ROMA. Il premier uscente Paolo Gentiloni e il sottosegretario Maria Elena Boschi, rispettivamente a Catania e Taormina: il segretario del Pd, Matteo Renzi, in vista del voto del 4 marzo fa correre due big in Sicilia.  «Siamo convinti di aver messo in campo la migliore squadra per vincere», ha detto Renzi, in maniche di camicia bianca, spazza con poche parole due giorni durissimi per il suo partito, aprendo la conferenza stampa in cui, cercando di smontare ogni dissapore, anticipa alla stampa le liste dei candidati.
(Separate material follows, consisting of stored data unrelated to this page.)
PR #566, opened 2024-08-05
feat: tree component

maxinteger:
# Description

Add new Tree and TreeBaseNode components

# Links

https://jira-eng-gpk2.cisco.com/jira/browse/SPARK-548345


src/components/TreeNodeBase/TreeNodeBase.types.ts
```diff
@@ -0,0 +1,100 @@
...
+  shape?: 'rectangle' | 'isPilled';
+
+  /**
+   * Determines whether the focus for this item should be inset or outset
+   * @default false
+   */
+  shouldItemFocusBeInset?: boolean;
+
+  /**
+   * Determines if the tree node is interactive (usually used as a header when false)
```
nataliadelmar, line 83: What do you mean with '(usually used as a header when false)' ? If the node is not interactive, it is probably a leaf node right?

src/components/TreeNodeBase/TreeNodeBase.tsx
```diff
@@ -0,0 +1,224 @@
...
+    isSelected,
+    style,
+    interactive = DEFAULTS.INTERACTIVE,
+    onPress,
+    lang,
+    externalToggleFn,
+    ...rest
+  } = props;
+  if (!nodeId) {
+    throw new Error('TreeNodeBase: nodeId prop is required.');
```
nataliadelmar, line 47: I think we do not throw error in Tree components. We normally console.warn(message), like we do here 
image

src/components/TreeNodeBase/TreeNodeBase.tsx
```diff
@@ -0,0 +1,224 @@
...
+    ref = providedRef;
+  }
+
+  // When used in a popover, the ref will be a callback.
+  // We need to update this callback ref, so the popover
+  // knows about the dom element, but we can't use the callback
+  // ref directly because we want it to be a useRef style ref
+  // We useLayoutEffect so that it happens in time for tippy
+  // to use the ref when adding event handlers
+  useLayoutEffect(() => {
```
nataliadelmar, line 69: Is this for the case of having a tree component inside a popover? Do we have a use case for that? I can only think of calendar item popover, but curious if there is any other

src/components/TreeNodeBase/TreeNodeBase.tsx
```diff
@@ -0,0 +1,224 @@
...
+            {start}
+            {middle}
+            {end}
+          </>
+        );
+      } else if (verifyTypes(children, Text)) {
+        content = children;
+      } else {
+        console.warn(
+          'TreeNodeBase: this component can only receive ListItemBaseSection as children.'
```
nataliadelmar, line 98: can only receive ListItemBaseSection or Text as children

src/components/TreeNodeBase/TreeNodeBase.tsx
```diff
@@ -0,0 +1,224 @@
...
+        );
```
nataliadelmar, line 99: So, if children is an array, the only permitted cases are:
`[<ListItemBaseSection />, <ListItemBaseSection/ >, <ListItemBaseSection>]`
`[<ListItemBaseSection />, <ListItemBaseSection/ >]`
`[<Text />, <Text/ >, <Text>]`
`[<Text />, <Text/ >]`
 
Why do we want to make this that restrictive? why not simply rendering the children inside the node?

src/components/TreeNodeBase/TreeNodeBase.tsx
```diff
@@ -0,0 +1,224 @@
...
+      }
+    },
+  };
+
+  /**
+   * Focus management
+   */
+  const shouldFocusOnPress = treeContext?.shouldFocusOnPress || false;
+  const shouldItemFocusBeInset =
+    treeContext?.shouldItemFocusBeInset || DEFAULTS.SHOULD_ITEM_FOCUS_BE_INSET;
```
nataliadelmar, line 139: On TreeNodeBase.tsx I see there is a prop called shouldItemFocusBeInset. Why are we not using this for this line too?

src/components/TreeNodeBase/TreeNodeBase.tsx
```diff
@@ -0,0 +1,224 @@
...
+
+  const treeNodeTabIndex = getTreeNodeBaseTabIndex(nodeId, treeContext.activeNodeId, interactive);
```
nataliadelmar, line 141: shouldnt this const be called treeNodeBaseTabIndex?

src/components/Tree/test.utils.ts
```diff
@@ -0,0 +1,18 @@
...
+/**
+ * Create a tree node with the given id, isOpen and children.
+ *
+ * @param id The id of the node
+ * @param isOpenByDefault
+ * @param children List of child nodes
+ */
+export const createTreeNode = (
+  id: TreeNodeId,
+  isOpenByDefault: boolean = undefined,
```
nataliadelmar, line 12: isn't this the same as to say `isOpenByDefault?: boolean`

nataliadelmar: do we need the default to undefined?

src/components/TreeNodeBase/TreeNodeBase.types.ts
maxinteger: good point. This was a leftover from the ListItemBase, but we do not really need this

I removed the `interactive` and `isDisabled` props for now because if we can disable nodes then it will effect on the navigation. 

Let's postpone this functionality until we really need it

src/components/Tree/Tree.utils.ts
```diff
@@ -0,0 +1,335 @@
...
+
+export const useTreeContext = (): TreeContextValue => {
+  const value = useContext(TreeContext);
+  if (!value) {
+    throw new Error('useTreeContext hook used without TreeContext!');
+  }
+  return value;
+};
+
+const TREE_NAVIGATION_ITERATION_LIMIT = 1_024;
```
nataliadelmar, line 22: this should be in constants file

src/components/Tree/Tree.utils.ts
```diff
@@ -0,0 +1,335 @@
...
+  return Array.from(tree.values()).find((node) => !node.parent)?.id;
+};
+
+/**
+ * Toggle the open state of a node
+ *
+ * @param tree
+ * @param nodeId
+ */
+export const toggleActiveNode = (tree: FlatTree, nodeId: TreeNodeId): TreeNodeId => {
```
nataliadelmar, line 38: the name of this util is confusing, it doesn't get the active node, it uses the passed nodeid and toggles it. So maybe a name like `toggleNode` would be better

src/components/Tree/Tree.utils.ts
```diff
@@ -0,0 +1,335 @@
...
+  const node = tree.get(nodeId);
+  if (node) {
```
nataliadelmar, line 40: should we log any warning if the node doesn't exist?

src/components/TreeNodeBase/TreeNodeBase.tsx
maxinteger: Since this solution works in list and you already mentioned a possible use case, I keep this code

src/components/TreeNodeBase/TreeNodeBase.tsx
maxinteger: I re-phrased the warning.

Valid children are:
- Single, eg.: `<div/>`, `</>` (React.Frament)
- Multiple eg: `[<Text />, <Text/ >]

The message is misleading, `[<ListItemBaseSection />, <ListItemBaseSection/ >]` is not allowed, instead you have to use: `[<ListItemBaseSection />]` and put the multiple child into `ListItemBaseSection`

src/components/TreeNodeBase/TreeNodeBase.tsx
maxinteger: Since it is a private variable of the component, the prefix is not needed. I reduced the name to `tabIndex` only

src/utils/navigation.ts
```diff
@@ -0,0 +1,38 @@
+const FOCUSABLE_ELEMENT_SELECTORS =
+  'a[href], button, input, textarea, select, details, [tabindex]:not([tabindex=""]';
+const FOCUSABLE_AND_TABBABLE_ONLY_ELEMENT_SELECTORS =
+  'a[href], button, input, textarea, select, details, [tabindex]:not([tabindex="-1"]';
```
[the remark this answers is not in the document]
maxinteger: Nice catch!

src/components/TreeNodeBase/TreeNodeBase.tsx
maxinteger: Good point, we do not need the `shouldItemFocusBeInset` on the TreeNodeBase, removed
(also renamed it in the Tree component's porps)

src/components/Tree/test.utils.ts
maxinteger: it is the same as `isOpenByDefault?: boolean` but it is more explicit this way, and following the patter in the next line `children: Array<TreeNode> = []`

src/components/Tree/Tree.utils.ts
maxinteger: Actually we do not event need this function

src/components/Tree/Tree.utils.ts
maxinteger: I added a check to `getNextActiveNode`, not sure about the rest of the case. Some time is valid to have an undefined result for example when we reach the root which has not parent

src/components/TreeNodeBase/TreeNodeBase.stories.docs.mdx
```diff
@@ -0,0 +1,60 @@
+[INTERNAL] `<TreeNodeBase />` component should be the base of any Tree Item component that the
+Momentum Library requires. This component acts like a skeleton that helps you develop more complex TreeNodes.
+It manages many features of the tree, such as focus, keyboard navigation, open/close nodes, etc.
+
+`<TreeNodeBase />` uses the TreeContext from the `<Tree />` component to manage the state of the tree.
+If the `<TreeNodeBase />` can not access ot the context, it will throw an error.
+
+`<TreeNodeBase />` allows to navigate into the node itself when there are interactive elements inside it.
+After the node selected the user can use the `Tab` key to select the first, second, etc. interactive element.
```
nataliadelmar, line 9: 'After the node is **focused** (not selected), the user can ...'

src/components/TreeNodeBase/TreeNodeBase.stories.docs.mdx
```diff
@@ -0,0 +1,60 @@
...
+When the last interactable element is selected, the next tab will move the focus to the next interactable
```
nataliadelmar, line 10: 'When the last interactable element is **focused**, the next tab will move the focus to the next interactable...'

src/components/Tree/Tree.tsx
```diff
@@ -0,0 +1,169 @@
...
+      const isRoot = parent === undefined;
+      const isSelected = activeNodeId === node.id;
+
+      // tabindex depends on the treeNodeBase params as well
+      const props = {
+        id: node.id.toString(),
+        'aria-setsize': isRoot ? 1 : parent.children.length,
+        'aria-level': node.level + 1,
+        'aria-posinset': node.index + 1,
+        'aria-selected': isSelected,
```
nataliadelmar, line 62: We shouldn't set aria-selected if activeNode === node.id (that is, if the node is simply focused).

src/components/Tree/Tree.types.ts
```diff
@@ -0,0 +1,188 @@
...
+  treeStructure: TreeRoot;
+
+  /**
+   * Tree structure can be rendered 2 ways in the DOM:
+   * 1) Nested: The tree is rendered as a nested list where the structure reflect the semantic structure of the tree
+   * 2) Flat: The tree is rendered as a single level list where the DOM does not reflect the semantic structure of the tree, and
+   *    we need to provide additional aria attributes to re-build it for the accessibility tree.
+   *    Virtualized trees are usually rendered flat.
+   *
+   * @see {@link https://codepen.io/maxinteger/pen/zYVNabV Example of a nested and flat tree}
```
torgeadelin, line 128: question: not sure if we're allowed to do this? (license issue)

src/components/Tree/Tree.types.ts
```diff
@@ -0,0 +1,188 @@
...
+   * @default true
+   */
+  isRenderedFlat?: boolean;
+
+  /**
+   * Determines if the tree root should be excluded from the tree navigation.
+   *
+   * In many case we want to hide the root of the tree, for example when the tree used for grouping some list items.
+   *
+   * Note: it does not change the visibility of the root node.
```
torgeadelin, line 138: suggestion: add another comment saying this only excludes the tree root from keyboard navigation

src/components/Tree/Tree.types.ts
```diff
@@ -0,0 +1,188 @@
...
+  /**
+   * Get additional attributes of the tree node group.
+   * @param id unique identifier of the tree node
+   */
+  getNodeGroupProps: (id: TreeNodeId) => Partial<HTMLAttributes<HTMLElement>>;
+  /**
+   * Get the details of the tree node.
+   * @param id unique identifier of the tree node
+   */
+  getNodeDetails: (id: TreeNodeId) => FlatTreeNode;
```
torgeadelin, line 166: question: does this work for both flat and non-flat trees? do we always return flat tree node?

src/components/Tree/Tree.types.ts
```diff
@@ -0,0 +1,188 @@
...
+   * Add an external toggle function to the tree node.
+   * @param id unique identifier of the tree node
+   * @param toggleFunction Toggle function from other tree rendered
+   */
+  addExternalToggleFunction: (id: TreeNodeId, toggleFunction: ToggleTreeNode) => void;
+  /**
+   * Remove an external toggle function from the tree node.
+   * @param id unique identifier of the tree node
+   */
+  removeExternalToggleFunction: (id: TreeNodeId) => void;
```
torgeadelin, line 187: question: I don't understand the purpose of these 2. Are these just callbacks when we remove and add nodes to the tree or?

src/components/Tree/Tree.utils.ts
```diff
@@ -0,0 +1,328 @@
...
+const findNextTreeNode = (tree: FlatTree, activeNodeId: TreeNodeId): TreeNodeId => {
+  let current = tree.get(activeNodeId);
+
+  // Step into an open node
+  if (!current.isLeaf && current.isOpen) {
+    return current.children[0];
+  }
+
+  // Otherwise, find the next sibling
+  for (let counter = 0; ; counter++) {
```
torgeadelin, line 45: issue: there's an extra `;`.

src/components/Tree/Tree.utils.ts
```diff
@@ -0,0 +1,328 @@
...
+  if (current.index === 0 && excludeRootNode && current.parent === getFlatTreeRootId(tree))
+    return activeNodeId;
+
+  // Move one level up
+  if (current.index === 0) return current.parent;
+
+  // Find the previous sibling
+  let next = tree.get(tree.get(current.parent).children[current.index - 1]);
+
+  for (let counter = 0; next; counter++) {
```
torgeadelin, line 92: question: is `next` in the middle the condition for the loop, meaning that as long as next is defined?

src/components/Tree/Tree.utils.ts
```diff
@@ -0,0 +1,328 @@
...
+  let current = tree.get(activeNodeId);
+
+  // Step into an open node
+  if (!current.isLeaf && current.isOpen) {
+    return current.children[0];
+  }
+
+  // Otherwise, find the next sibling
+  for (let counter = 0; ; counter++) {
+    if (counter > TREE_NAVIGATION_ITERATION_LIMIT) {
```
torgeadelin, line 46: question: we do support 1K participants, and if we're gonna use this in the participants list, we might reach the limit.. but not sure how realistic that is.

Any particular reason you added it or?

src/components/Tree/Tree.utils.ts
```diff
@@ -0,0 +1,328 @@
...
+  return Array.from(tree.values()).find((node) => !node.parent)?.id;
+};
+
+/**
+ * Find the next active tree node based on the current active node
+ * @param tree
+ * @param activeNodeId
+ */
+const findNextTreeNode = (tree: FlatTree, activeNodeId: TreeNodeId): TreeNodeId => {
+  let current = tree.get(activeNodeId);
```
torgeadelin, line 37: question: what is activeNodeId? is it the currently selected node in the tree?

src/components/Tree/Tree.utils.ts
```diff
@@ -0,0 +1,328 @@
...
+ * @see {@link https://www.w3.org/WAI/ARIA/apg/patterns/treeview/ WCAG Tree Pattern}
+ * @see {@link https://www.w3.org/WAI/ARIA/apg/patterns/treeview/examples/treeview-1a/ WCAG Directory Tree example}
+ *
+ * @param tree
+ * @param activeNodeId Current active tree node descriptor
+ * @param keyCode Arrow key code
+ * @param excludeRoot
+ * @param toggleTreeNode
+ */
+export const getNextActiveNode = (
```
torgeadelin, line 232: suggestion: maybe rename this func, there's another function above `findNextTreeNode `, and in the comment it says ` * Find the next active tree node based on the current active node`.  I can see that the imlpementation of this one is actually different, it actually handles the keyboard nav.

src/components/Tree/Tree.utils.ts
```diff
@@ -0,0 +1,328 @@
...
+  // Move up one level if it's closed
+  if (current.parent) {
+    return current.parent;
+  }
+  // Otherwise, do nothing
+  return activeNodeId;
+};
+
+/**
+ * Travers the tree and convert it to a map between the node id and the node
```
gabrielchl, line 167:
```suggestion
 * Traverse the tree and convert it to a map between the node id and the node
```

src/components/ListItemBase/ListItemBase.types.ts
```diff
@@ -76,12 +76,6 @@ export interface Props extends PressEvents, ContextMenu {
    */
   role?: string;
 
-  /**
-   * Determines wether the focus for this item should be inset or outset
-   * @default false
-   */
-  shouldItemFocusBeInset?: boolean;
```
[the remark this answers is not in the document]
maxinteger: the prop never used in the ListItemBase we always get the value from the list context. I just checked in Cantina this prop appear only once on the List component, so I can not see how is this break the code

src/components/Tree/Tree.stories.args.ts
```diff
@@ -0,0 +1,30 @@
+import { commonStyles } from '../../storybook/helper.stories.argtypes';
+
+export default {
+  ...commonStyles,
+  shouldNodeFocusBeInset: {
```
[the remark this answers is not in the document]
maxinteger: It is used in the TreeNodeBase same way as we use it in the List/ListItemBase

src/components/Tree/Tree.tsx
```diff
@@ -0,0 +1,169 @@
...
+import { useKeyboard } from '@react-aria/interactions';
+import { isFocusableNode } from '../../utils/navigation';
+
+const Tree: FC<Props> = (props: Props) => {
+  const {
+    className,
+    id,
+    style,
+    children,
+    shouldNodeFocusBeInset,
```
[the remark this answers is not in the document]
maxinteger: It is passed to the tree context and then used in the TreeNodeBase

src/components/Tree/Tree.tsx
```diff
@@ -0,0 +1,169 @@
...
+    treeStructure,
+    isRenderedFlat = DEFAULTS.IS_RENDERED_FLAT,
+    excludeTreeRoot = DEFAULTS.EXCLUDE_TREE_ROOT,
+    ...rest
+  } = props;
+
+  if (excludeTreeRoot && !treeStructure.children.length) {
+    throw new Error('Tree must have at least one child when excludeTreeRoot is true');
```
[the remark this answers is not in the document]
maxinteger: I can change that, but then it will fail a few lines later with a more generic error, because it tries to read an `id` of an undefined child.

I would prefer the more descriptive error then the generic one

src/components/Tree/Tree.types.ts
maxinteger: So, what do you recommend? I can create a GitHub gist, or I can just copy the HTML and add it to the story docs, or I can add here as well

BTW the link is pointing to my CodePan :)

src/components/Tree/Tree.types.ts
maxinteger: It is already in the first line of the comment, but I added the "keyboard" word to make it more accurate

src/components/Tree/Tree.types.ts
maxinteger: Yes, this can be misleading. There are 2 things
1) The tree can be rendered in the DOM flat or nested (up to the consumer)
2) Our Tree component represents the tree data structure as a "FlatTree", it is more efficient to navigate in it when you need to find the next active node. (consumer has no control over this)

These are un-related to each other. Most of the time the internal representation is completely hidden for the consumer, except here. 

Let me know if you have better name for this type to make it less confusing.

src/components/Tree/Tree.utils.ts
maxinteger: `findNextTreeNode` is just a utility function which is not exported and used only in the `getNextActiveNode` function. I can update the docs to make it more descriptive, but I am also open for name suggestions

src/components/Tree/Tree.utils.ts
maxinteger: Yes, the `activeNodeIs` is the id of the currently focused node

src/components/Tree/Tree.utils.ts
maxinteger: `for` loop must have two `;`. This is an unconditional loop, where we decided about the exit condition in the body. I could use the `while(true)`, but then I have to define the counter in a separated line and the update as well, that mean 2 additional lines!!! :D

src/components/Tree/Tree.utils.ts
maxinteger: yes

src/components/ListItemBase/ListItemBase.types.ts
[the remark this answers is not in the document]
torgeadelin: Aaa gotcha. I guess it's safe to remove in that case. I haven't realised it was propagating through context.

src/components/Tree/Tree.tsx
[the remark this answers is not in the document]
torgeadelin: Ok, we can leave the throw I then.

src/components/Tree/Tree.types.ts
torgeadelin: Maybe gist? I know it points to your own codepad, but ai think the issue still applies regardless.

src/components/Tree/Tree.types.ts
```diff
@@ -0,0 +1,183 @@
...
+   * This is needed for virtualized tree
+   */
+  shouldNodeFocusBeInset?: boolean;
+
+  /**
+   * The initial tree structure
+   *
+   * It is used to build an internal tree for navigation and follow open/close states.
+   */
+  treeStructure: TreeRoot;
```
nataliadelmar, line 120: TreeRoot is of type TreeNode, which does not have a flat structure. What is we want a flat structure?

src/components/Tree/Tree.types.ts
```diff
@@ -0,0 +1,183 @@
...
+   *
+   * Note: it does not change the visibility of the root node.
+   * @default true
+   */
+  excludeTreeRoot?: boolean;
+
+  /**
+   * Toggle open/close state of the tree node.
+   */
+  setVirtualTreeNodeOpenState?: (id: TreeNodeId, isOpen: boolean) => void;
```
nataliadelmar, line 147: you have a type set for this called ToggleTreeNode

src/components/Tree/Tree.types.ts
```diff
@@ -0,0 +1,183 @@
...
+  /**
+   * Set the active node id in the tree.
+   * @param id unique identifier of the tree node
+   */
+  setActiveNodeId: (id: TreeNodeId) => void;
+  /**
+   * Toggle the isOpen state of the tree node.
+   * @param id unique identifier of the tree node
+   */
+  toggleTreeNode: (id: TreeNodeId) => void;
```
nataliadelmar, line 182: we have a type called ToggleTreeNode that is a function with id and isOpen as params. It is confusing that one toggleTreeNode only needs id and the other needs both id and isOpen stated, don't you think?

nataliadelmar (approved):

src/components/Tree/Tree.types.ts
maxinteger: flat tree is the internal representation of the tree inside the Tree component, it is more efficient to use the flattened tree for navigation then the normal nested tree.

Please note, it is independent from the `isRenderedFlat` because it is about how the consumer built the tree in the DOM

The consumer should not know about this internal representation.

src/components/Tree/Tree.types.ts
maxinteger: Unfortunately there are different. The `isOpen` parameter is option in the `ToggleTreeNode` and required in `setVirtualTreeNodeOpenState`

src/components/Tree/Tree.types.ts
torgeadelin: We're still using codepen, but I'm not going to block it for that.

src/components/Tree/Tree.utils.ts
```diff
@@ -0,0 +1,355 @@
...
+
+  // Step into an open node
+  if (!current.isLeaf && current.isOpen) {
+    return current.children[0];
+  }
+
+  const loopCheck = new Set<TreeNodeId>();
+
+  // Otherwise, find the next sibling
+  for (;;) {
```
torgeadelin, line 51: suggestion: `while (true) {}`

src/components/Tree/Tree.utils.ts
```diff
@@ -0,0 +1,355 @@
...
+  tree: TreeIdNodeMap,
+  activeNodeId: TreeNodeId,
+  toggleTreeNode: ToggleTreeNode
+): TreeNodeId => {
+  const current = tree.get(activeNodeId);
+
+  if (!current.isLeaf) {
+    if (!current.isOpen) {
+      // Open it if it's closed
+
```
torgeadelin, line 133: nitpick: unnecessary new line

src/components/Tree/Tree.utils.ts
```diff
@@ -0,0 +1,355 @@
...
+ * Toggle the open/close state of the tree node.
+ *
+ * It also updates the hidden state of all children based on the parent's open state.
+ * And it returns the updated tree without changing the original tree.
+ *
+ * @param id
+ * @param prevTree
+ * @param isOpen
+ */
+export const toggleTreeNodeRecord = (
```
torgeadelin, line 284: question: what is the difference between this and `toggleTreeNode` from https://github.com/momentum-design/momentum-react-v2/blob/44edce188dfbcb694ef449ed8675454a75ef7fb7/src/components/Tree/Tree.tsx#L38

src/components/TreeNodeBase/TreeNodeBase.style.scss
```diff
@@ -0,0 +1,109 @@
...
+  justify-content: space-between;
+  align-items: center;
+  font-size: 1rem;
+  line-height: 1.5rem;
+  color: var(--mds-color-theme-text-primary-normal);
+  transition: background-color 0.2s, color 0.2s, border-color 0.2s;
+  box-sizing: border-box;
+  outline: none;
+
+  &[data-interactive='true'] {
```
torgeadelin, line 13: issue: you're missing interactive prop on the tree node base (you need to follow similar approach as we do in list item base), OR just remove it? Not sure we need `interactive` for tree node... but you never know..

torgeadelin, line 13: issue: I don't see any disabled state

torgeadelin: I've identified both of this issue from the storybook page of this component. I noticed you've used the template for pseudo states (praise!), and they're broken. The reason they are broken are because of the 2 issues abvove.

src/components/TreeNodeBase/TreeNodeBase.tsx
```diff
@@ -0,0 +1,204 @@
...
+        style={style}
+        ref={ref}
+        aria-selected={isSelected}
+        data-nodeid={nodeId}
+        data-size={size}
+        data-padded={isPadded}
+        data-shape={shape}
+        className={classnames(className, STYLE.wrapper, { active: isPressed || isSelected })}
+        lang={lang}
+        {...treeNodePressProps}
```
torgeadelin, line 186: suggestion: we should allow the pass in the `..rest` props to this as long as they're valid tags. Not sure what the best approach for this is.. We normally just pass in ...rest BUT I've noticed a lot in Cantina and mrv2 that a lot of times we pass in invalid DOM attributes to the HMTL elements, which result in warnings in unit test output and console.logs in browser.

torgeadelin: This is helpful if we need to pass any aria attributes from the consumer side.

torgeadelin (commented):
some small issues still, but looking great otherwise

torgeadelin (changes requested):
some small issues still, but looking great otherwise

src/components/Tree/Tree.types.ts
maxinteger: Removed the link and I added the examples to the storybook docs

src/components/Tree/Tree.types.ts
maxinteger: FYI, I renamed this and some other types to make it less confusing for devs and consumers

src/components/Tree/Tree.utils.ts
maxinteger: ESLint does not like it, `no-constant-condition`, I do it anyway, `while(true)` is more readable then `for(;;)`

src/components/Tree/Tree.utils.ts
maxinteger: in `toggleTreeNodeRecord` the `isOpen` parameter required while in the `toggleTreeNode` is optional. Also, `toggleTreeNodeRecord` is used internally meantime `toggleTreeNode` is part of the Tree context API

src/components/TreeNodeBase/TreeNodeBase.style.scss
maxinteger: Nice catch, Tree node is interactive by default, at least for now. I removed the `&[data-interactive='true'] {`, but kept the rest.

maxinteger: yes, there is no disabled state fro the tree node at the moment. We can add it when it is needed.

src/components/TreeNodeBase/TreeNodeBase.tsx
maxinteger: fixed

torgeadelin (approved):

Parla poche ore dopo una tesissima direzione fiume, terminata oltre le 4 di mattina, che ha sancito uno strappo molto duro con la minoranza, che alla fine non parteciperà al voto finale sulle liste. I renziani fanno infatti il pieno, la minoranza si ritrova con tanti esclusi e pochi nomi in lista, in un clima molto pesante, tanto che Massimo D’Alema, dal Salento, sostiene che «in una notte il Pd si è trasformato nel partito di Renzi».

In nottata si diffondono voci di minaccia di scissione, ma Orlando e poi Cuperlo, che rinuncia al collegio di Sassuolo, smorzano i toni, rinviando almeno per ora lo scontro. Lo stesso fa Renzi che taglia corto: «Non è tempo di polemiche come dice Orlando. Ora c'è da fare la campagna elettorale. E io sono d’accordo. Non ci sono stati veti, m'interessano di più i voti». Parole che non calmano l’irritazione degli 'orlandiani' che anzi replicano stizziti: «Va bene ora lo stop a polemiche, ma non è vero che non ci sono stati veti. Ci sono stati veti e mortificazioni che potevano essere evitate. Se c'è una cosa che invece è vera è che Renzi non ha fatto come Bersani nel 2013, perché ha fatto molto peggio».

Soddisfatta invece l’area Franceschini che si vede confermare il suo peso numerico. Al di là dei giudizi delle correnti, la cronaca di ieri notte descrive tutto il travaglio al Nazareno, segnato da ore gli incontri continui.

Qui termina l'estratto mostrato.